**WHAT IS NEEDED**
Take the listing below and print exactly the lines starting at the line containing "PR #2269, opened 2023-04-20" and ending at the line containing "One problem we", both ends included, and no others.
** AVAILABLE DATA follows **
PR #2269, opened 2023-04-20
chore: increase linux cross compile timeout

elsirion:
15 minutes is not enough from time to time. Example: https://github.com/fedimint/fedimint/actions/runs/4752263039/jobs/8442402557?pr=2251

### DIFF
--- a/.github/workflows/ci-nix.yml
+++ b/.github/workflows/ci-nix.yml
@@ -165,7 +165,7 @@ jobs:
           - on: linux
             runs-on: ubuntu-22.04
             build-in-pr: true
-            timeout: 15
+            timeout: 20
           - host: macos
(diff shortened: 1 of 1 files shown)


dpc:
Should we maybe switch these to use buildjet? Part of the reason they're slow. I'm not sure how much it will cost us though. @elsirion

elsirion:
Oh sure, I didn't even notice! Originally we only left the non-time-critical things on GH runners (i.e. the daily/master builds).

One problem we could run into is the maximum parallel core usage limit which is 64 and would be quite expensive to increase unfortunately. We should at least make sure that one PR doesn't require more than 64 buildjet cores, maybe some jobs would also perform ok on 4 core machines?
** End of AVAILABLE DATA **
** AVAILABLE DATA follows **
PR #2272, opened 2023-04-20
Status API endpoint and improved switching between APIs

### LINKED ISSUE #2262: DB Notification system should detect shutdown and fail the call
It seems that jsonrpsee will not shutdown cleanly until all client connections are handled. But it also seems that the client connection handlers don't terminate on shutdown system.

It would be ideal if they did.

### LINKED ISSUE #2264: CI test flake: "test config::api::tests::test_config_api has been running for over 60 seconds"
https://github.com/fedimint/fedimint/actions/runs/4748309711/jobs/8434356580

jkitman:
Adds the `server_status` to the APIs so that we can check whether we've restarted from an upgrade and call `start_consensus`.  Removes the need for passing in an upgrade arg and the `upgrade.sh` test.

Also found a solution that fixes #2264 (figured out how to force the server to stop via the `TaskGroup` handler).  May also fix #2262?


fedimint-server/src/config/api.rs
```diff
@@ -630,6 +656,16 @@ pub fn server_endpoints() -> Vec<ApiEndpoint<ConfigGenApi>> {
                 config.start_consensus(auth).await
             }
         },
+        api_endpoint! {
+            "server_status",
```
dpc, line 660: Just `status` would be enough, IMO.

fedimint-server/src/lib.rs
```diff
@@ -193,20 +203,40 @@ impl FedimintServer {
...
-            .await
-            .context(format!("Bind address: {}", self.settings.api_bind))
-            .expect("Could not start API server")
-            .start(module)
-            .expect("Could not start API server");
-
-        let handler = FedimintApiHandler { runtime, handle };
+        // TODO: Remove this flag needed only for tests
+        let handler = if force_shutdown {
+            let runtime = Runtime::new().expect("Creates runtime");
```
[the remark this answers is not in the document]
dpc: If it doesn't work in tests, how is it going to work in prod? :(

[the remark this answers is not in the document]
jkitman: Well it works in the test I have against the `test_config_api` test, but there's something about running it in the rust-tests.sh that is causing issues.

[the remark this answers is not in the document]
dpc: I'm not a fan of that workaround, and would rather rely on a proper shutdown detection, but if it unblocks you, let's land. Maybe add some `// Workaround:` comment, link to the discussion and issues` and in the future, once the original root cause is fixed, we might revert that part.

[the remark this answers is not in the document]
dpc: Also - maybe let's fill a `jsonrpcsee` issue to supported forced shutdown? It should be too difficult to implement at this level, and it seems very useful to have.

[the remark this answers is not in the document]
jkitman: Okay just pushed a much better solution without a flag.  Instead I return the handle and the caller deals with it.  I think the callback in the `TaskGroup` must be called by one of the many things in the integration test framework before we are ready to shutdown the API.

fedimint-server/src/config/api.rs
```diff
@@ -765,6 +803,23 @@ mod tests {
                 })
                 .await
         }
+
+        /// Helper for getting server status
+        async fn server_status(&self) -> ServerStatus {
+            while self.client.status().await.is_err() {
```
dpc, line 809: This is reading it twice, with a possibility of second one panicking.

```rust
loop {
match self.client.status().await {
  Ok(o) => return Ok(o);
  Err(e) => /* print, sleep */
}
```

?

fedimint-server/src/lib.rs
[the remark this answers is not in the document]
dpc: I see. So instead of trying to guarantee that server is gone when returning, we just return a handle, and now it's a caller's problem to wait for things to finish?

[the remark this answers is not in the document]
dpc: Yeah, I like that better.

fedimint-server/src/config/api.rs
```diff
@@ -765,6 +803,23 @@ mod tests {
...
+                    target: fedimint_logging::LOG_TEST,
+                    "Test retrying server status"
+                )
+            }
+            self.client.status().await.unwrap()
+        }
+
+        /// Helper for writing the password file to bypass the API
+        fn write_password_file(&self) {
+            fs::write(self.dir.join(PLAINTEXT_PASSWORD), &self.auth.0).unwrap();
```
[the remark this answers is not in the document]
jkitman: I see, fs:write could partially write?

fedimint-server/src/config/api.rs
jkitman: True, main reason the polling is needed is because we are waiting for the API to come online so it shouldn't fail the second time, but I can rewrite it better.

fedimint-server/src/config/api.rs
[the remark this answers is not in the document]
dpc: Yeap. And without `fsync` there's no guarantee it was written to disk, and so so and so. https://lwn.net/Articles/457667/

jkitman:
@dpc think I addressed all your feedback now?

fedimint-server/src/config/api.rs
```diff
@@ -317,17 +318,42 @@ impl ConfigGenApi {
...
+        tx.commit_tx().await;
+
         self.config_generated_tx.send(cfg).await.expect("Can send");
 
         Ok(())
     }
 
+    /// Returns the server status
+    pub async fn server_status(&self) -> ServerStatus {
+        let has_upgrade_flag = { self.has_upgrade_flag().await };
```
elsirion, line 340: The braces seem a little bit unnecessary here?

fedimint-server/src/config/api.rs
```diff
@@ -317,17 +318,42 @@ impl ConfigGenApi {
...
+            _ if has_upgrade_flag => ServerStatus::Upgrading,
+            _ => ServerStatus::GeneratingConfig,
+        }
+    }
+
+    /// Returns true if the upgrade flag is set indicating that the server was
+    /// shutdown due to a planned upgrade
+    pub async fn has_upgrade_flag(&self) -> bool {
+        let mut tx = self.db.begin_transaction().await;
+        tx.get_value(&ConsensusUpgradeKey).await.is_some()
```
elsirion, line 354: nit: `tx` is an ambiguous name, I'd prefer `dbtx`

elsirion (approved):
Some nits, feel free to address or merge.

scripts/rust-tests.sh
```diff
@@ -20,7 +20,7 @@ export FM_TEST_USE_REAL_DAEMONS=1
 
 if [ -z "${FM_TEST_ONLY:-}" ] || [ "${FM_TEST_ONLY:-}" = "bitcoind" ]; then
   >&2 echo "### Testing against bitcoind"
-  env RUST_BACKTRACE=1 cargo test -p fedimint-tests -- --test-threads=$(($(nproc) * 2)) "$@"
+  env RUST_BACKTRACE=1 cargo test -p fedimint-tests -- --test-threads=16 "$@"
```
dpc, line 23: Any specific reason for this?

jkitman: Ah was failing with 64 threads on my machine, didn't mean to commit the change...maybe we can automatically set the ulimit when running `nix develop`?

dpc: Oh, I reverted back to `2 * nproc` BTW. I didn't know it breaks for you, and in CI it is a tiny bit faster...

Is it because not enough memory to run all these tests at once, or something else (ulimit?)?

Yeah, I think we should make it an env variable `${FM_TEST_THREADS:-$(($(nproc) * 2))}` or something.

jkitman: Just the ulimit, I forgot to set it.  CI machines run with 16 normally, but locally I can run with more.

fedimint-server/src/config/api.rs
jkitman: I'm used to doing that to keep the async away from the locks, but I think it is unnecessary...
** End of AVAILABLE DATA **
** AVAILABLE DATA follows **
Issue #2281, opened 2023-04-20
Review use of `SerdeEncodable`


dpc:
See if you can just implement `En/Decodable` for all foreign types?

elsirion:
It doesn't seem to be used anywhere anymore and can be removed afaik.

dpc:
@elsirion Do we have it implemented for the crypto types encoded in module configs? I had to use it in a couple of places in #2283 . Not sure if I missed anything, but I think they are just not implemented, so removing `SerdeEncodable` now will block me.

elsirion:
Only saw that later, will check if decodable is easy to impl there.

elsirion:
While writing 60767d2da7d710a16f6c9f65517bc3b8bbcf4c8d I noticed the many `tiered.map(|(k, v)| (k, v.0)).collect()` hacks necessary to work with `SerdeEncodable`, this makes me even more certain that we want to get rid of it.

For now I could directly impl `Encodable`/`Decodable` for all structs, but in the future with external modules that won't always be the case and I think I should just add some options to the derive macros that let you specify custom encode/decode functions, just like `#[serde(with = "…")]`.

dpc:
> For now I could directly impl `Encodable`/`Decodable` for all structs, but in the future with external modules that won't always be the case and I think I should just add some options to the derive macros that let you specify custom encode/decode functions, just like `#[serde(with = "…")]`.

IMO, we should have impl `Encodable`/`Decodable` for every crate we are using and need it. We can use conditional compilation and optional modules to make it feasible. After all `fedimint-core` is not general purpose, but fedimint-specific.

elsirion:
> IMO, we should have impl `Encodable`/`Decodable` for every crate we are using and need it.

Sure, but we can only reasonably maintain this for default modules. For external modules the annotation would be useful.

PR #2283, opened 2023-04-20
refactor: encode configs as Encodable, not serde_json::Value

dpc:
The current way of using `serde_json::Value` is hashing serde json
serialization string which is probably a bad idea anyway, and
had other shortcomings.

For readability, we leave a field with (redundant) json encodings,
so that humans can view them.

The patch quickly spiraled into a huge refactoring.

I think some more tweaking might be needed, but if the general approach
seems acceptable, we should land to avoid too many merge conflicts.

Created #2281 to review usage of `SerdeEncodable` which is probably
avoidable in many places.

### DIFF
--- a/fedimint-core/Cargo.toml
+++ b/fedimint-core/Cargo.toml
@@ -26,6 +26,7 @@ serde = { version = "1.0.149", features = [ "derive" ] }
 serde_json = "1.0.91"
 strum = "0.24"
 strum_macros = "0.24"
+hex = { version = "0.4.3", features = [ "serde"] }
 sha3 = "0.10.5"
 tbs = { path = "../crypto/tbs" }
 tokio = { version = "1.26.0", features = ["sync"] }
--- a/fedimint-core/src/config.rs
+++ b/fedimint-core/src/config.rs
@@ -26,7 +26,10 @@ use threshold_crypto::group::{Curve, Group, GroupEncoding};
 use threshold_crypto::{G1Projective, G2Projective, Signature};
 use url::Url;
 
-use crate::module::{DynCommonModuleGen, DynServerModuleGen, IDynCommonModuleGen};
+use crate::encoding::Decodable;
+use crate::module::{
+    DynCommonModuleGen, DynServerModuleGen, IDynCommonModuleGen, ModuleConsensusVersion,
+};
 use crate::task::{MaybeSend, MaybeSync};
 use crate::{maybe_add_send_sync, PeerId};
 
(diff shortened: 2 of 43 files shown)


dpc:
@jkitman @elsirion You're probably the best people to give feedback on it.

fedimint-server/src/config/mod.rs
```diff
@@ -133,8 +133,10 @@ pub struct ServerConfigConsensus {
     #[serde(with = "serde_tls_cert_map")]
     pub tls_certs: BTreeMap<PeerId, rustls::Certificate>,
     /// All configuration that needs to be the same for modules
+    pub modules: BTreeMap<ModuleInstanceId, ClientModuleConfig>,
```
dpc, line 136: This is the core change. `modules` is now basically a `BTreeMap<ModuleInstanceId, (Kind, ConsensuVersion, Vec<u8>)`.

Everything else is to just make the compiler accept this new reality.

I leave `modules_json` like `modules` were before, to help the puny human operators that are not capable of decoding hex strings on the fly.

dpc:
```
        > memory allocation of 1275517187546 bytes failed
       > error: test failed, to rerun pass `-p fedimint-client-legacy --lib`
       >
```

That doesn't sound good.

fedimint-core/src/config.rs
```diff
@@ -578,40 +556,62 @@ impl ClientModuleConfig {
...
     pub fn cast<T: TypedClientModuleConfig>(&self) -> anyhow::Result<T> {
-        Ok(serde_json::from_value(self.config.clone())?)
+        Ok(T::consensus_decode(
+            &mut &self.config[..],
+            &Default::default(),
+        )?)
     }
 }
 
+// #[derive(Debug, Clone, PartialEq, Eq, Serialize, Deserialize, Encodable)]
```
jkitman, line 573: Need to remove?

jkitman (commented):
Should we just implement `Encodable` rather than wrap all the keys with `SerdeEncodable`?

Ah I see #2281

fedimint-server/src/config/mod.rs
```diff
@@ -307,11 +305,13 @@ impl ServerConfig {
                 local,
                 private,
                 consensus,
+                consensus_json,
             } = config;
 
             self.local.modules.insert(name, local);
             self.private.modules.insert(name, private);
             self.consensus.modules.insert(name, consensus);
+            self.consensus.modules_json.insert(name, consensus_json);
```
** End of AVAILABLE DATA **
**EXPECTED ANSWER**
PR #2269, opened 2023-04-20
chore: increase linux cross compile timeout

elsirion:
15 minutes is not enough from time to time. Example: https://github.com/fedimint/fedimint/actions/runs/4752263039/jobs/8442402557?pr=2251

### DIFF
--- a/.github/workflows/ci-nix.yml
+++ b/.github/workflows/ci-nix.yml
@@ -165,7 +165,7 @@ jobs:
           - on: linux
             runs-on: ubuntu-22.04
             build-in-pr: true
-            timeout: 15
+            timeout: 20
           - host: macos
(diff shortened: 1 of 1 files shown)


dpc:
Should we maybe switch these to use buildjet? Part of the reason they're slow. I'm not sure how much it will cost us though. @elsirion

elsirion:
Oh sure, I didn't even notice! Originally we only left the non-time-critical things on GH runners (i.e. the daily/master builds).

One problem we could run into is the maximum parallel core usage limit which is 64 and would be quite expensive to increase unfortunately. We should at least make sure that one PR doesn't require more than 64 buildjet cores, maybe some jobs would also perform ok on 4 core machines?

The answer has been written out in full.